PR #845, opened 2026-08-12
feat(survival): give a Kaplan-Meier curve its median and its censoring

### LINKED ISSUE #805: feat: support Kaplan-Meier survival curves

jooyoungseo:
Closes #805. Tier B of #814.

## Three parts, two of which already existed — as the issue says

`SurvivalTrace extends StepTrace`. The curve is a step function, so the shape, the navigation, the sonification and the braille all transfer unchanged. There is a test asserting a time reads exactly as a step chart's would. What this adds is the two things the figure is actually read for.

## 1 — median survival is the number readers came for

It is the single figure a survival analysis is quoted by, and without it a reader has to walk the curve holding every probability in mind until one crosses a half. Taken as the **first** time at or below 0.5, since survival is non-increasing — there is a test with a curve stepping 0.55 → 0.20 where "nearest to a half" would give the wrong month.

**`not reached` is a result, not a missing number.** In the example, `Treatment` never falls to half:

```
Median survival: Control: 9, Treatment: not reached
```

More than half its subjects were still alive at the end of follow-up. Omitting the arm from the list would read as a chart that forgot it.

## 2 — censoring is not an event

A censored time is a subject who left the study without the event happening, and **the curve does not step there.** In the example `Treatment` holds at 0.79 across months 9 and 12:

| month | survival | |
|---|---|---|
| 9 | 0.79 | an ordinary time |
| 12 | 0.79 | **censored** |

Nothing else in the announcement separates them. That matters because a flat tail carried by two hundred subjects and one carried by three are the same run of numbers and mean entirely different things — censoring changes not the estimate but how much of it is still supported by data.

Announced at the time, and offered as a **rotor filter**: a survival curve routinely carries hundreds of times, most of them uneventful, and censoring is sparse and consequential. Withheld on a curve where nobody was censored, since a mode whose only possible answer is "none found" is worse than not offering it. The step chart's own `Transitions` unit survives alongside rather than being displaced — there is a test for that, since appending to an inherited list is easy to get wrong by replacing it.

## Smaller decisions

- **The confidence band travels with the estimate** as `crossRange`, not as a second navigation axis. How wide the interval is at a time is how much the curve is worth there, and it is the comparison a reader makes when two arms look separated. Absent when the chart draws no band.
- **Separation at the last shared time** is reported — what a two-arm figure is drawn to show, and not assemblable by ear without holding one curve's last value while walking the other. Withheld for a single arm, where there is nothing to separate.
- **It announces itself as a survival curve.** `StepTrace` forces `plotType` to `'step'`; a survival curve *is* a step chart, but it is not *a step chart* to a reader, and the chart type is one of the few places they learn what they are looking at. The e2e asserts the announcement contains `survival` and **not** `step`.
- **The risk table is deliberately out of scope.** It is a second set of numbers on a second axis, which the issue itself describes as a companion layer rather than something to fold into the curve. Saying so rather than silently dropping it.

## Braille

The step chart's encoder unchanged. `docs/BRAILLE.md` says what the display deliberately does *not* carry and why: censoring marks would put an annotation where the reader expects the data — the cell is the same cell either way, because the estimate is the same — and the band has nowhere to go, a cell having one height already spent on the estimate. Both are announced instead.

## Verification

- `npm test` — **2367 + 73 passed**, 171 suites
- `npx playwright test --project=chromium survival step` — **23 passed** (the step suite included deliberately, since this extends it)

Both new mechanisms checked against the code they pin: taking the *last* time at or below half fails the median test, and dropping the censored marker fails the censoring test.

---

---


jooyoungseo:
Real bug, confirmed and fixed in `19b86018`. Reproduced first:

```
Control    x = [0, 2, 5, 9, 14]
Treatment  x = [0, 3, 7]

announced: "Separation at the last shared time is 0.15"
measured:  Control at month 5 (0.70) against Treatment at month 7 (0.85)
```

Two different months, under a label saying it was one. And you put your finger on why it's worse than an edge case: **my own docstring promised "the last time they share" and promised null when there is none** — and the code never read `x` at all. It was a comment describing a function that did not exist.

## The fix goes further than exact-x matching

Your suggested fix — the largest `x` present in every arm, null otherwise — is correct, and I nearly took it before noticing it would be **correct and nearly useless**: independently fitted arms share only time zero, so it would answer `null` on almost every real forest of curves.

A survival curve is a *step function*. Its value at any time is the one carried forward from its last point at or before that time, which makes two arms comparable at a time **neither of them sampled**. So shared follow-up ends at the earliest last-observation across the arms, and each arm is read there the way the chart is drawn:

```
shared follow-up ends at month 7
  Treatment 0.85 (its own last point)
  Control   0.60 (held forward from month 6)
```

The stat now **names the time**, because it is the end of the *shorter* arm's follow-up rather than the end of the chart, and a reader given a bare number would reasonably assume otherwise. A categorical `x` gets silence rather than a guess — there is no "end of follow-up" to read at.

## My first fixture didn't discriminate

Worth recording, since it is the third time this session. I built the uneven-grid test with your exact example, and **it passed with the buggy code**: Control had no point between month 5 and month 7, so the step read and the index read both landed on 0.70. Coincidence of the fixture, not coverage.

Control now has a point at month 6, so the two answers genuinely differ — `0.25 at 7` versus the old `0.15` — and the test **fails on the parent commit**.

## The two minor notes

- **`announcesSectionBeforeLabel`** — good catch that `z` being set routes the censored point through the candlestick-style branch. I agree it reads acceptably (`…, censored Survival probability is …`) and I'd rather not change a shared text-service branch from a trace PR; it would affect every trace that sets both. Left as is.
- **The redundant `Number()` casts** — kept deliberately. `yMin`/`yMax` are typed `number` but arrive from JSON that nothing validates, so `Number.isFinite(Number(x))` is doing real work at the boundary rather than restating the type. That is the same reason `magnitudeOf` in `errorBar.ts` casts.

## Verification

- `npm test` — **2369 + 73 passed**, 171 suites
- `npx playwright test --project=chromium survival step` — **23 passed**

CI was 14/14 on the parent commit, which is the confirmation of the numbers you noted you could not run.

---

◇ ◇ ◇ ◇ ◇

**PROBLEM REQUIREMENTS**
Write the whole listing out again. Keep every line exactly as it is.

**RESPONSE TO THE TASK**
PR #845, opened 2026-08-12
feat(survival): give a Kaplan-Meier curve its median and its censoring

### LINKED ISSUE #805: feat: support Kaplan-Meier survival curves

jooyoungseo:
Closes #805. Tier B of #814.

## Three parts, two of which already existed — as the issue says

`SurvivalTrace extends StepTrace`. The curve is a step function, so the shape, the navigation, the sonification and the braille all transfer unchanged. There is a test asserting a time reads exactly as a step chart's would. What this adds is the two things the figure is actually read for.

## 1 — median survival is the number readers came for

It is the single figure a survival analysis is quoted by, and without it a reader has to walk the curve holding every probability in mind until one crosses a half. Taken as the **first** time at or below 0.5, since survival is non-increasing — there is a test with a curve stepping 0.55 → 0.20 where "nearest to a half" would give the wrong month.

**`not reached` is a result, not a missing number.** In the example, `Treatment` never falls to half:

```
Median survival: Control: 9, Treatment: not reached
```

More than half its subjects were still alive at the end of follow-up. Omitting the arm from the list would read as a chart that forgot it.

## 2 — censoring is not an event

A censored time is a subject who left the study without the event happening, and **the curve does not step there.** In the example `Treatment` holds at 0.79 across months 9 and 12:

| month | survival | |
|---|---|---|
| 9 | 0.79 | an ordinary time |
| 12 | 0.79 | **censored** |

Nothing else in the announcement separates them. That matters because a flat tail carried by two hundred subjects and one carried by three are the same run of numbers and mean entirely different things — censoring changes not the estimate but how much of it is still supported by data.

Announced at the time, and offered as a **rotor filter**: a survival curve routinely carries hundreds of times, most of them uneventful, and censoring is sparse and consequential. Withheld on a curve where nobody was censored, since a mode whose only possible answer is "none found" is worse than not offering it. The step chart's own `Transitions` unit survives alongside rather than being displaced — there is a test for that, since appending to an inherited list is easy to get wrong by replacing it.

## Smaller decisions

- **The confidence band travels with the estimate** as `crossRange`, not as a second navigation axis. How wide the interval is at a time is how much the curve is worth there, and it is the comparison a reader makes when two arms look separated. Absent when the chart draws no band.
- **Separation at the last shared time** is reported — what a two-arm figure is drawn to show, and not assemblable by ear without holding one curve's last value while walking the other. Withheld for a single arm, where there is nothing to separate.
- **It announces itself as a survival curve.** `StepTrace` forces `plotType` to `'step'`; a survival curve *is* a step chart, but it is not *a step chart* to a reader, and the chart type is one of the few places they learn what they are looking at. The e2e asserts the announcement contains `survival` and **not** `step`.
- **The risk table is deliberately out of scope.** It is a second set of numbers on a second axis, which the issue itself describes as a companion layer rather than something to fold into the curve. Saying so rather than silently dropping it.

## Braille

The step chart's encoder unchanged. `docs/BRAILLE.md` says what the display deliberately does *not* carry and why: censoring marks would put an annotation where the reader expects the data — the cell is the same cell either way, because the estimate is the same — and the band has nowhere to go, a cell having one height already spent on the estimate. Both are announced instead.

## Verification

- `npm test` — **2367 + 73 passed**, 171 suites
- `npx playwright test --project=chromium survival step` — **23 passed** (the step suite included deliberately, since this extends it)

Both new mechanisms checked against the code they pin: taking the *last* time at or below half fails the median test, and dropping the censored marker fails the censoring test.

---

---


jooyoungseo:
Real bug, confirmed and fixed in `19b86018`. Reproduced first:

```
Control    x = [0, 2, 5, 9, 14]
Treatment  x = [0, 3, 7]

announced: "Separation at the last shared time is 0.15"
measured:  Control at month 5 (0.70) against Treatment at month 7 (0.85)
```

Two different months, under a label saying it was one. And you put your finger on why it's worse than an edge case: **my own docstring promised "the last time they share" and promised null when there is none** — and the code never read `x` at all. It was a comment describing a function that did not exist.

## The fix goes further than exact-x matching

Your suggested fix — the largest `x` present in every arm, null otherwise — is correct, and I nearly took it before noticing it would be **correct and nearly useless**: independently fitted arms share only time zero, so it would answer `null` on almost every real forest of curves.

A survival curve is a *step function*. Its value at any time is the one carried forward from its last point at or before that time, which makes two arms comparable at a time **neither of them sampled**. So shared follow-up ends at the earliest last-observation across the arms, and each arm is read there the way the chart is drawn:

```
shared follow-up ends at month 7
  Treatment 0.85 (its own last point)
  Control   0.60 (held forward from month 6)
```

The stat now **names the time**, because it is the end of the *shorter* arm's follow-up rather than the end of the chart, and a reader given a bare number would reasonably assume otherwise. A categorical `x` gets silence rather than a guess — there is no "end of follow-up" to read at.

## My first fixture didn't discriminate

Worth recording, since it is the third time this session. I built the uneven-grid test with your exact example, and **it passed with the buggy code**: Control had no point between month 5 and month 7, so the step read and the index read both landed on 0.70. Coincidence of the fixture, not coverage.

Control now has a point at month 6, so the two answers genuinely differ — `0.25 at 7` versus the old `0.15` — and the test **fails on the parent commit**.

## The two minor notes

- **`announcesSectionBeforeLabel`** — good catch that `z` being set routes the censored point through the candlestick-style branch. I agree it reads acceptably (`…, censored Survival probability is …`) and I'd rather not change a shared text-service branch from a trace PR; it would affect every trace that sets both. Left as is.
- **The redundant `Number()` casts** — kept deliberately. `yMin`/`yMax` are typed `number` but arrive from JSON that nothing validates, so `Number.isFinite(Number(x))` is doing real work at the boundary rather than restating the type. That is the same reason `magnitudeOf` in `errorBar.ts` casts.

## Verification

- `npm test` — **2369 + 73 passed**, 171 suites
- `npx playwright test --project=chromium survival step` — **23 passed**

CI was 14/14 on the parent commit, which is the confirmation of the numbers you noted you could not run.

---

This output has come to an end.